**Exercise prompt**
In full and without alteration, write out the lines below.

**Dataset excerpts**
►

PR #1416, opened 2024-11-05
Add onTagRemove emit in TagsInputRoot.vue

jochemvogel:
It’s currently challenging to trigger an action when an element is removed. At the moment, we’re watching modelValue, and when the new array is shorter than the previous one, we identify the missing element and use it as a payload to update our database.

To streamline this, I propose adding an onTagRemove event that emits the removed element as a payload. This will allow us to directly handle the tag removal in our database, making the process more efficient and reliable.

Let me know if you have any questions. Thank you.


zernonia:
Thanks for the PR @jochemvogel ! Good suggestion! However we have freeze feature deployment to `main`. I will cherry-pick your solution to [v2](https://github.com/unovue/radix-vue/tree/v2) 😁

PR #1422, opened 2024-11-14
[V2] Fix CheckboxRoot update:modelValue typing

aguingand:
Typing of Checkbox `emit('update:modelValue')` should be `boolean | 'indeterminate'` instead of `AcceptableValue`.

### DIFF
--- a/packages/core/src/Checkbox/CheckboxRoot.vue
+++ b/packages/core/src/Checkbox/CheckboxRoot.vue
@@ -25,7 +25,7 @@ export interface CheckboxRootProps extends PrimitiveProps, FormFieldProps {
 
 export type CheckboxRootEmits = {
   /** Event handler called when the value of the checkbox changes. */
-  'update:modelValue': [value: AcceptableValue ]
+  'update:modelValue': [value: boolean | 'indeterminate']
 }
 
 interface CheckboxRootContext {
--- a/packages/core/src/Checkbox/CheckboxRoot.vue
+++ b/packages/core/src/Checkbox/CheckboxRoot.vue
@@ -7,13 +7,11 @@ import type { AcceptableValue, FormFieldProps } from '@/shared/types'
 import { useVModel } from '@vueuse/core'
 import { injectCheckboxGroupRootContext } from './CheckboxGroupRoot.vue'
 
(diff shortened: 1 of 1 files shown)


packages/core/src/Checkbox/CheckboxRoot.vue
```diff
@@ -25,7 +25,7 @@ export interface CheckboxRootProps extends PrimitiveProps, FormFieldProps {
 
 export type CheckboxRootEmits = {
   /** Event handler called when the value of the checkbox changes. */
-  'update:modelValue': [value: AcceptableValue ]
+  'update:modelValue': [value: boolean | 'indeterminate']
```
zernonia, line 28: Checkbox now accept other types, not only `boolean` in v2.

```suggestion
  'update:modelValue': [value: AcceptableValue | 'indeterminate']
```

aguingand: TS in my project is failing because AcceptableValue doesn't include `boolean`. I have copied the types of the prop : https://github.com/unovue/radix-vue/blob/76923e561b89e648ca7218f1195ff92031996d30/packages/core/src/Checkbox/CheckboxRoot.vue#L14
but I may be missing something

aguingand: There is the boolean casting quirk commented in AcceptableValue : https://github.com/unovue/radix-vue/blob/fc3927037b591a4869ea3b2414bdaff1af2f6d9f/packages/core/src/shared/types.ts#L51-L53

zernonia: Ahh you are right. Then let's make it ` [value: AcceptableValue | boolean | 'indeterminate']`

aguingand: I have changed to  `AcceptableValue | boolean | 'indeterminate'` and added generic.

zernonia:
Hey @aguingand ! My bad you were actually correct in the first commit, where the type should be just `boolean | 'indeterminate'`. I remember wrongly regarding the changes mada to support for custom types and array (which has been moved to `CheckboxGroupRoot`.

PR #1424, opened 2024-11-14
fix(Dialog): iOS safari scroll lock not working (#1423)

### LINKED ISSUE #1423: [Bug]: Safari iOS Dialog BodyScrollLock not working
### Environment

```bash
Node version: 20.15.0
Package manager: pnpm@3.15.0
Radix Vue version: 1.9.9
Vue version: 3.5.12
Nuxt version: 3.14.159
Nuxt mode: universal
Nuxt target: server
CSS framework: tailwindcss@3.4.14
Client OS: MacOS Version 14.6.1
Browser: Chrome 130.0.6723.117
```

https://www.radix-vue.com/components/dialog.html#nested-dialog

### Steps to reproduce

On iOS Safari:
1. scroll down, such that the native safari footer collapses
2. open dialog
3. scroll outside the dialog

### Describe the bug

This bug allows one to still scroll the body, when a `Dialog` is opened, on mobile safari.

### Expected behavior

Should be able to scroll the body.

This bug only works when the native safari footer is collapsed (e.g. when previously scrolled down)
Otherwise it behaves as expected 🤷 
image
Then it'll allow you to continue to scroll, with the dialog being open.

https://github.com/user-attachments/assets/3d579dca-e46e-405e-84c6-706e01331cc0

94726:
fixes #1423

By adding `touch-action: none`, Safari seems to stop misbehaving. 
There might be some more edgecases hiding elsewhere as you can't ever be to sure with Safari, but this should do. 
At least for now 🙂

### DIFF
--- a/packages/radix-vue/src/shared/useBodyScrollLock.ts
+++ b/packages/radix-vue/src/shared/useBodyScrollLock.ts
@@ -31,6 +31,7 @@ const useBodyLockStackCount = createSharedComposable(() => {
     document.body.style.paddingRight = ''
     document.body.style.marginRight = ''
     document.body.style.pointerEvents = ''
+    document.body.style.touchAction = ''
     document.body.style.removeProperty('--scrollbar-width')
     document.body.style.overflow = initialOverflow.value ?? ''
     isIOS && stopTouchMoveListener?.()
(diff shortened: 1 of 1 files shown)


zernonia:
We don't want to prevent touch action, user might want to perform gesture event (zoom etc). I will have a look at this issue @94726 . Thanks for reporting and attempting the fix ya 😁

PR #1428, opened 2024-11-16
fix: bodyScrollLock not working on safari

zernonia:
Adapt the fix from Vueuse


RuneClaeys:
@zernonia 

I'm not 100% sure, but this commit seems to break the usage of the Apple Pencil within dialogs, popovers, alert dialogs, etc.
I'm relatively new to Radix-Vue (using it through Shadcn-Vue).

◄

**Answer to this exercise**
PR #1416, opened 2024-11-05
Add onTagRemove emit in TagsInputRoot.vue

jochemvogel:
It’s currently challenging to trigger an action when an element is removed. At the moment, we’re watching modelValue, and when the new array is shorter than the previous one, we identify the missing element and use it as a payload to update our database.

To streamline this, I propose adding an onTagRemove event that emits the removed element as a payload. This will allow us to directly handle the tag removal in our database, making the process more efficient and reliable.

Let me know if you have any questions. Thank you.


zernonia:
Thanks for the PR @jochemvogel ! Good suggestion! However we have freeze feature deployment to `main`. I will cherry-pick your solution to [v2](https://github.com/unovue/radix-vue/tree/v2) 😁

PR #1422, opened 2024-11-14
[V2] Fix CheckboxRoot update:modelValue typing

aguingand:
Typing of Checkbox `emit('update:modelValue')` should be `boolean | 'indeterminate'` instead of `AcceptableValue`.

### DIFF
--- a/packages/core/src/Checkbox/CheckboxRoot.vue
+++ b/packages/core/src/Checkbox/CheckboxRoot.vue
@@ -25,7 +25,7 @@ export interface CheckboxRootProps extends PrimitiveProps, FormFieldProps {
 
 export type CheckboxRootEmits = {
   /** Event handler called when the value of the checkbox changes. */
-  'update:modelValue': [value: AcceptableValue ]
+  'update:modelValue': [value: boolean | 'indeterminate']
 }
 
 interface CheckboxRootContext {
--- a/packages/core/src/Checkbox/CheckboxRoot.vue
+++ b/packages/core/src/Checkbox/CheckboxRoot.vue
@@ -7,13 +7,11 @@ import type { AcceptableValue, FormFieldProps } from '@/shared/types'
 import { useVModel } from '@vueuse/core'
 import { injectCheckboxGroupRootContext } from './CheckboxGroupRoot.vue'
 
(diff shortened: 1 of 1 files shown)


packages/core/src/Checkbox/CheckboxRoot.vue
```diff
@@ -25,7 +25,7 @@ export interface CheckboxRootProps extends PrimitiveProps, FormFieldProps {
 
 export type CheckboxRootEmits = {
   /** Event handler called when the value of the checkbox changes. */
-  'update:modelValue': [value: AcceptableValue ]
+  'update:modelValue': [value: boolean | 'indeterminate']
```
zernonia, line 28: Checkbox now accept other types, not only `boolean` in v2.

```suggestion
  'update:modelValue': [value: AcceptableValue | 'indeterminate']
```

aguingand: TS in my project is failing because AcceptableValue doesn't include `boolean`. I have copied the types of the prop : https://github.com/unovue/radix-vue/blob/76923e561b89e648ca7218f1195ff92031996d30/packages/core/src/Checkbox/CheckboxRoot.vue#L14
but I may be missing something

aguingand: There is the boolean casting quirk commented in AcceptableValue : https://github.com/unovue/radix-vue/blob/fc3927037b591a4869ea3b2414bdaff1af2f6d9f/packages/core/src/shared/types.ts#L51-L53

zernonia: Ahh you are right. Then let's make it ` [value: AcceptableValue | boolean | 'indeterminate']`

aguingand: I have changed to  `AcceptableValue | boolean | 'indeterminate'` and added generic.

zernonia:
Hey @aguingand ! My bad you were actually correct in the first commit, where the type should be just `boolean | 'indeterminate'`. I remember wrongly regarding the changes mada to support for custom types and array (which has been moved to `CheckboxGroupRoot`.

PR #1424, opened 2024-11-14
fix(Dialog): iOS safari scroll lock not working (#1423)

### LINKED ISSUE #1423: [Bug]: Safari iOS Dialog BodyScrollLock not working
### Environment

```bash
Node version: 20.15.0
Package manager: pnpm@3.15.0
Radix Vue version: 1.9.9
Vue version: 3.5.12
Nuxt version: 3.14.159
Nuxt mode: universal
Nuxt target: server
CSS framework: tailwindcss@3.4.14
Client OS: MacOS Version 14.6.1
Browser: Chrome 130.0.6723.117
```

https://www.radix-vue.com/components/dialog.html#nested-dialog

### Steps to reproduce

On iOS Safari:
1. scroll down, such that the native safari footer collapses
2. open dialog
3. scroll outside the dialog

### Describe the bug

This bug allows one to still scroll the body, when a `Dialog` is opened, on mobile safari.

### Expected behavior

Should be able to scroll the body.

This bug only works when the native safari footer is collapsed (e.g. when previously scrolled down)
Otherwise it behaves as expected 🤷 
image
Then it'll allow you to continue to scroll, with the dialog being open.

https://github.com/user-attachments/assets/3d579dca-e46e-405e-84c6-706e01331cc0

94726:
fixes #1423

By adding `touch-action: none`, Safari seems to stop misbehaving. 
There might be some more edgecases hiding elsewhere as you can't ever be to sure with Safari, but this should do. 
At least for now 🙂

### DIFF
--- a/packages/radix-vue/src/shared/useBodyScrollLock.ts
+++ b/packages/radix-vue/src/shared/useBodyScrollLock.ts
@@ -31,6 +31,7 @@ const useBodyLockStackCount = createSharedComposable(() => {
     document.body.style.paddingRight = ''
     document.body.style.marginRight = ''
     document.body.style.pointerEvents = ''
+    document.body.style.touchAction = ''
     document.body.style.removeProperty('--scrollbar-width')
     document.body.style.overflow = initialOverflow.value ?? ''
     isIOS && stopTouchMoveListener?.()
(diff shortened: 1 of 1 files shown)


zernonia:
We don't want to prevent touch action, user might want to perform gesture event (zoom etc). I will have a look at this issue @94726 . Thanks for reporting and attempting the fix ya 😁

PR #1428, opened 2024-11-16
fix: bodyScrollLock not working on safari

zernonia:
Adapt the fix from Vueuse


RuneClaeys:
@zernonia 

I'm not 100% sure, but this commit seems to break the usage of the Apple Pencil within dialogs, popovers, alert dialogs, etc.
I'm relatively new to Radix-Vue (using it through Shadcn-Vue).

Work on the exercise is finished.